Béatrice... une interview de Chine !

J'ai 40 ans. Mon mari, Thierry, est responsable d'une maîtrise en informatique ici à l'université du Sichuan, en Chine. Je donne des cours de français à la même université et à l'école normale, j'apprend le chinois et je m'occupe de nos 2 enfants de 7 et 5 ans.

Interview :



Béatrice, tu es française et tu vis en Chine avec ton mari et vos deux enfants. Comment vous êtes vous retrouvés dans cette "lointaine contrée", et comment se passe l'intégration dans un pays qui avait la réputation d'être très "fermé" ?


Notre venue en Chine est comme pour chacun de nos séjours à l'étranger le fruit du "hasard", de coincidences, et de notre propension à être à l'affût de propositions intéressantes mais aussi certainement le cadeau de Quelqu'un qui connaît très bien nos goûts et aspirations ! En fait, après un an passé à Paris, Thierry a vu une annonce intéressante sur le site internet de sa compagnie et il a postulé. Comme notre fille est chinoise, nous avons pensé que l'opportunité ne se présenterait peut-être pas deux fois de découvrir son pays et que des choses fascinantes nous attendaient certainement là-bas. Y aller en temps qu'expatriés est d'autant plus facile que les conditions matérielles sont avantageuses. Bien sûr nous sommes loin de Pékin et de sa vie trépidente mais nous le prenons comme un avantage car nous avons l'impression de mieux nous imprégner de la culture chinoise ici dans le Sichuan que dans la capitale. Quant aux enfants, ils sont pour nous un modèle d'adaptabilité et apprennent avec un vrai plaisir l'anglais et le chinois.


Je ne voudrais pas brosser un tableau trop idyllique de la Chine.

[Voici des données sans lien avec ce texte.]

PR #1147, opened 2023-12-26
contrib/python-pybind11: new package (2.11.1)

a16bitsysop:


contrib/python-pybind11/template.py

Il faut bien sûr s'adapter à une façon de faire et de penser parfois aux antipodes des nôtres, mais il est vrai que nous vivons des moments riches en rencontres diverses et ce surtout au sein du petit peuple... Il faut savoir que la Chine est tout de même plus ouverte qu'auparavant du moins au niveau économique et qu'elle connaît le taux de croissance le plus élevé au monde, même si cette croissance ne profite pas à tout le monde.... La plupart des étudiants rêvent de compléter leurs études à l'étranger pour y acquérir un savoir faire et satisfaire leur curiosité de l'occident. Quant à l'ouverture politique, si elle n'est pas terrible, je me garderai de faire trop de commentaires quand on voit ce qu'on a fait de la démocratie aux dernières élections ...

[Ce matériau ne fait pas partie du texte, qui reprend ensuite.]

PR #1149, opened 2023-12-26
main/iputils: update to 20231222

nekopsykose:
https://github.com/iputils/iputils/releases/tag/20231222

Tu es, comme tu le dis toi-même, née dans une famille 100 % huguenote, et Thierry est catholique. Est-ce que pour vous le fait d'avoir ainsi des enracinements différents s'est avéré une richesse, ou bien plutôt une source de difficultés ?


Au début, les choses n'ont pas été faciles. Thierry était le premier catholique à entrer dans la famille et pour moi si fière de l'identité contestataire de l'Eglise réformée, si fière de la façon dont les pasteurs de la région exerçaient leur ministère, je n'étais pas prête à m'ouvrir à une autre façon de vivre la foi car ce que je voyais de l'église catholique, mis à part certaines personnes rencontrées à Viviers lors de retraites oecuméniques, n'était que rites mortellement ennuyeux... Nous avons eu maintes discussions et affrontements mais finalement, tout cela a abouti à une meilleure compréhension de l'autre et de notre propre église. Thierry me posait des questions que je ne me serai jamais posées toute seule et vice-versa. C'est alors que nous avons commencé notre cheminement dans l'oecuménisme avec, entre autres, la communauté du Chemin Neuf. J'ai aussi pu voir une autre facette de l'église réformée en vivant à Lyon. Une église aux enseignements édifiants certes, mais où l'accueil se limite souvent à un bonjour sur le perron du temple. J'ai eu souvent l'impression là-bas comme à Paris plus tard que l'organisation de ces églises visait plus à un but social et humanitaire que spirituel. Ma vision de l'église réformée en tant que telle s'est alors quelque peu modifiée, et j'en souffre car j'aime cette église par bien des côtés. Comment avez-vous réussi, entre votre parcours en France, la période au Canada, celle au Japon et maintenant la Chine, à trouver des lieux de culte et de fraternité pour vivre votre foi et trouver la nourriture spirituelle dont vous aviez besoin ?​


Tout au long de notre parcours nous avons cherché et trouvé diverses églises. Nous y avons rencontré des individus extraordinaires. Toutefois, nous avons été souvent déçus par la rigidité des structures.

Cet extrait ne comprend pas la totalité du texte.